[Stored items]
──────────────────────────────
PR #162, opened 2018-07-30
Simplify external configuration settings

amckinney:
This un-registers and renames the external configuration settings according to the following:

- **Remove no_default_excludes** (true by default)
- **Remove include_well_known_types** (true by default)
- **Remove gen.go_options.no_default_modifiers** (error if set)
- **Remove lint.group** (error if set)
- **Rename create.dir_to_base_package to create.dir_to_package**

Note that this PR is currently branched off of https://github.com/uber/prototool/pull/161. Many of the testdata file directories are updated there, so this PR can be more-easily merged in afterwards.


CHANGELOG.md
```diff
@@ -8,6 +8,11 @@ and this project adheres to [Semantic Versioning](http://semver.org/spec/v2.0.0.
 - Delete the ability to explicitly specify multiple files, and have the effect
   of one file being specified be the same as the former `--dir-mode`. See
   [#16](https://github.com/uber/prototool/issues/16) for more details.
+- Remove protoc_include_wkt setting. This is always set to true.
```
peter-edge: Stupid things:
- s/Remove/Delete/ to be consistent with above
- Put tickmarks around each option name ie `protoc_include_wkt`.

internal/cmd/testdata/lint/allgroup/prototool.yaml
```diff
@@ -1,3 +1,14 @@
 protoc_include_wkt: true
 lint:
-  group: all
```
peter-edge: Ah shoot, this is why I had it be a soft failure if `lint.group` is specified - this test tests if all linters are turned on. I'm not sure what to do here - we could have all these options be an error if not in devel mode? But then you have to propagate development mode all the way down, which I don't like...I don't know ugh.

I'm moderately confused as to how tests are passing if you remove this.

internal/settings/settings.go
```diff
@@ -290,6 +290,24 @@ type ExternalConfig struct {
 	} `json:"gen,omitempty" yaml:"gen,omitempty"`
 }
 
+// Validate returns an error if any of the restricted, yet previously supported,
+// ExternalConfig attributes are set. This includes:
+//   - NoDefaultExcludes
+//   - Lint.Group
+//   - Gen.GoOptions.NoDefaultModifiers
+func (e ExternalConfig) Validate() error {
+	if e.NoDefaultExcludes {
```
peter-edge: Actually, we're going to want to make this the new default, and make this true, or alternatively remove anything from the list of default excludes in https://github.com/uber/prototool/blob/dev/internal/settings/settings.go#L49

internal/cmd/testdata/lint/allgroup/prototool.yaml
amckinney: I fixed the test by adding all of the missing linters under `include_ids`. This way, we mimic the `all` setting because it's essentially: `Default + (All - Default) == All`

CHANGELOG.md
amckinney: Sure, sounds good!

internal/settings/settings.go
amckinney: Ah yea good point. Nice catch, I'll update.

amckinney:
@peter-edge All comments addressed.

CHANGELOG.md
```diff
@@ -8,6 +8,11 @@ and this project adheres to [Semantic Versioning](http://semver.org/spec/v2.0.0.
 - Delete the ability to explicitly specify multiple files, and have the effect
   of one file being specified be the same as the former `--dir-mode`. See
   [#16](https://github.com/uber/prototool/issues/16) for more details.
+- Delete `protoc_include_wkt` setting. This is always set to true.
+- Delete `no_default_excludes` setting. This is always set to true.
+- Delete `gen.go_options.no_default_modifiers` setting.
+- Delete `lint.group` setting.
+- Delete `create.dir_to_base_package` -> `create.dir_to_package`.
```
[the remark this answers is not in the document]
amckinney: Ah yea, that was a bad update on my end. I'll update before rebasing / merging into `dev`.

mickeyreiss:
Wanted to provide some feedback that this breaks our working v0.4.0 configuration. I understand the project is in pre-1.0, but it would be helpful if breaking changes in the external API along with migration notes, for example, in the readme or changelog. 😄

peter-edge:
All changes have been noted in the changelog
──────────────────────────────
→ **Work request**: Take the line above containing "Simplify external configuration settings", the line containing "- **Remove include_well_known_types**", and all lines in between, and copy them exactly without anything else.

→ **Written answer**:
Simplify external configuration settings

amckinney:
This un-registers and renames the external configuration settings according to the following:

- **Remove no_default_excludes** (true by default)
- **Remove include_well_known_types** (true by default)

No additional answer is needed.